Yep, seen it. On a dig a friend of mine hit a "sweet spot" and dug a set of five different sizes of these,the largest being about 9 1/2 or 10" down to one that was about 3". Not  to be out done, I lucked into one of the larger size green Paine Drug poisons. This was   in a big 20s dump just outside Rochester. Yours is the first one Ive seen since then.


----------



## poisons4me (Jan 4, 2006)

Thanks for the info.if you find any more please let me know as i would be very interested,i like the aqua ones.thanks again Heres Another one i aquired,has full label on other side for car.acid,ribbed sides and WF KIDDER & CO.NEW YORK slugplated on front.


----------



## deepwoods (Jan 5, 2006)

Poison - Ill let you know.

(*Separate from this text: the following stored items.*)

Issue #585, opened 2020-07-11
How can we configure RedisCluster options?


renatogcarvalho:
Hello folks,

I do have a Master/Slave replication on an environment in AWS with two different endpoints that I can seamlessly connect to a writer or a set of readers (which I can autoscale depending on load) using Predis with the replication option set to true. 

However, as per stated in your documentation and due to the inactivity in the Predis library, I decided to do some more reading about phpredis (specifically in regards to the RedisCluster implementation) and I looks like even though we don't have a "replication option" (i.e. https://github.com/phpredis/phpredis/issues/663) we might be able to accomplish a similar result by setting some options in the RedisCluster as per their specs: https://github.com/phpredis/phpredis/blob/develop/cluster.markdown#automatic-slave-failover--distribution

I'm specifically interested on this option:

```
// Always distribute readonly commands to the slaves, at random
$obj_cluster->setOption(
    RedisCluster::OPT_SLAVE_FAILOVER, RedisCluster::FAILOVER_DISTRIBUTE_SLAVES
);
```

How can we set these options via the SncRedis config? For example, for predis we're able to pass an array of options to define profile, connection_timeout, read_write_timeout, etc. Or perhaps the library should allow defining a custom "type" wrapper so we can set this configuration manually?

Thank you.

-R.

renatogcarvalho:
Maybe this can be accomplished by updating the PhpredisClientFactory's createClusterClient method with:

```
...

if (isset($options['slave_failover'])) {
    $client->setOption(\RedisCluster::OPT_SLAVE_FAILOVER, $this->loadSlaveFailoverType($options['slave_failover']));
}

return $client;
``` 

```
/**
 * Load the correct slave failover for RedisCluster
 *
 * @param string $type
 *
 * @return string
 * @throws InvalidConfigurationException
 */
private function loadSlaveFailoverType($type)
{
    $types = [
        'none' => \RedisCluster::FAILOVER_NONE,
        'error' => \RedisCluster::FAILOVER_ERROR,
        'distribute' => \RedisCluster::FAILOVER_DISTRIBUTE,
        'distribute_slaves' => \RedisCluster::FAILOVER_DISTRIBUTE_SLAVES
    ];

    if (array_key_exists($type, $types)) {
        return $types[$type];
    }

    throw new InvalidConfigurationException(sprintf('%s in not a valid slave failover. Valid failovers: %s', $type, implode(', ', array_keys($types))));
}
```

[...]

PR #586, opened 2020-07-11
Enable slave_failover option for phpredis \RedisCluster client

renatogcarvalho:
Q | A
-- | --
Branch | master
Bug fix? | no
New feature? | yes
BC breaks? | no
Deprecations? | no
Tests pass? | yes
Fixed tickets | n/a
License | MIT
Doc PR | n/a

Update for #585


Resources/config/schema/redis-1.0.xsd
```diff
@@ -72,6 +73,15 @@
         </xsd:restriction>
     </xsd:simpleType>
 
+    <xsd:simpleType name="phpredis-slave-failover-type">
```
B-Galati, line 76: I did not know about this file :open_mouth: 

@curry684 Should we continue to maintain it? Is this an old best practice for bundles?

B-Galati:
LGTM, could you also add some tests in `PhpredisClientFactoryTest` please? A test within the extension with this new config would be great too.

Resources/config/schema/redis-1.0.xsd
curry684: Can't say I've ever seen it either haha. Wasn't even aware that Symfony had XSD support for this, I was always under the assumption that the TreeBuilder had been around for that since ages past.

I think it's a relic from the really old days, before config went to YAML and now PHP itself. It's likely immensely outdated as well.

B-Galati:
@curry684 Thank you! :sparkles:

Resources/config/schema/redis-1.0.xsd
B-Galati: Thank you :-)

B-Galati:
@renatogcarvalho Could you add some tests please?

I had one just like yours a few months ago that I sold. If I     get another one Ill trade it for a 1/2 gal. green Paines lol!  Btw, I really like that other   one you showed - never seen it before. How big is that?


----------



## atticmint (Jan 6, 2006)

I am guessing the car.acid stands for Carbolic Acid, Nice finds []


----------



## kastoo (Jan 7, 2006)

WAAAAAAAAAAAAY COOL!


----------



## poisons4me (Jan 7, 2006)

Stands 7 3/4 inches with label and deep slug plate emboss,very cool bottle


----------